## Source records
PR #174, opened 2025-01-22
chore(events): Avoid cloning events for delivery

felipecsl:
Addressing prior feedback here https://github.com/Eppo-exp/eppo-multiplatform/pull/159#discussion_r1919882661

### DIFF
--- a/eppo_core/src/event_ingestion/delivery.rs
+++ b/eppo_core/src/event_ingestion/delivery.rs
@@ -67,7 +67,7 @@ pub(super) async fn delivery(
         }
         let events_to_deliver = batch
             .iter()
-            .map(|queued_event| queued_event.event)
+            .map(|queued_event| &queued_event.event)
             .collect();
         let result = event_delivery.deliver(events_to_deliver).await;
         match result {
--- a/eppo_core/src/event_ingestion/delivery.rs
+++ b/eppo_core/src/event_ingestion/delivery.rs
@@ -66,8 +66,7 @@ pub(super) async fn delivery(
             continue;
         }
         let events_to_deliver = batch
-            .clone()
-            .into_iter()
+            .iter()
             .map(|queued_event| queued_event.event)
             .collect();
         let result = event_delivery.deliver(events_to_deliver).await;
--- a/eppo_core/src/event_ingestion/delivery.rs
+++ b/eppo_core/src/event_ingestion/delivery.rs
@@ -5,6 +5,7 @@ use crate::event_ingestion::event_delivery::{
 use crate::event_ingestion::queued_event::QueuedEvent;
 use log::warn;
 use tokio::sync::mpsc;
+use crate::event_ingestion::event::Event;
 
 #[derive(Debug, PartialEq)]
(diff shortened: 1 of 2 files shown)


eppo_core/src/event_ingestion/event_delivery.rs
```diff
@@ -27,9 +27,9 @@ pub(super) enum EventDeliveryError {
     NonRetriableError(reqwest::Error),
 }
 
-#[derive(Debug, Serialize, Deserialize)]
-struct IngestionRequestBody {
-    eppo_events: Vec<Event>,
+#[derive(Debug, Serialize)]
+struct IngestionRequestBody<'a> {
+    eppo_events: Vec<&'a Event>,
```
rasendubi, line 32: This is going half-way for avoiding copy. It does not copy events but it copies the structure of the vector (~80kb with max batch).

Ideally, we want it to take a slice:
```suggestion
    eppo_events: &'a [Event],
```


This is likely complicated by `QueuedEvent` being different from a normal `Event` but I think we can batch `Event`s directly. (My understanding is that `QueuedEvent` doesn't serve any purpose as we're just discarding all the extra fields. `BatchedMessage` was designed to be used with `Event` directly. Retried events and attempts should be scoped to the retry component.)

felipecsl:
@rasendubi looks like `&[&Event]` works, PTAL?

eppo_core/src/event_ingestion/delivery.rs
```diff
@@ -66,11 +67,10 @@ pub(super) async fn delivery(
...
         }
         let events_to_deliver = batch
-            .clone()
-            .into_iter()
-            .map(|queued_event| queued_event.event)
-            .collect();
-        let result = event_delivery.deliver(events_to_deliver).await;
+            .iter()
+            .map(|queued_event| &queued_event.event)
+            .collect::<Vec<&Event>>();
```
rasendubi, line 72: The actual copying is here, not in the `deliver` call below. `events_to_deliver` is a new vector with up to 10,000 references, so `&[&Event]` has the same drawback as `Vec<&Event>`

felipecsl: I had to ask chatgpt here since I was unclear about how to address this 
image
It seems to me like `&[&Event]` is fine since we're avoiding copying the `Event` objects, we're just allocating a vec with their references, which seems fine to me. is this blocking @rasendubi ?

rasendubi: Not blocking.

This PR is a step forward in a sense that it avoids copying Event but as I [mentioned](https://github.com/Eppo-exp/eppo-multiplatform/pull/174#discussion_r1926816065) it still allocates up to 80kb of references alone. Which seems easy to avoid if we use `BatchedMessage<Event>` instead of `BatchedMessage<QueuedEvent>` — the only extra field that is used (`attempts`) is initialized to its default value (so we can optimize it away), and `delivery` component arguably shouldn't know/care about it given we have the `retry` component to take care of these attempts

rasendubi (approved):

## WHAT TO PRODUCE
Look through the data above for the string "pull" and copy every line where it appears.

## RESULT BELOW
Addressing prior feedback here https://github.com/Eppo-exp/eppo-multiplatform/pull/159#discussion_r1919882661
This PR is a step forward in a sense that it avoids copying Event but as I [mentioned](https://github.com/Eppo-exp/eppo-multiplatform/pull/174#discussion_r1926816065) it still allocates up to 80kb of references alone. Which seems easy to avoid if we use `BatchedMessage<Event>` instead of `BatchedMessage<QueuedEvent>` — the only extra field that is used (`attempts`) is initialized to its default value (so we can optimize it away), and `delivery` component arguably shouldn't know/care about it given we have the `retry` component to take care of these attempts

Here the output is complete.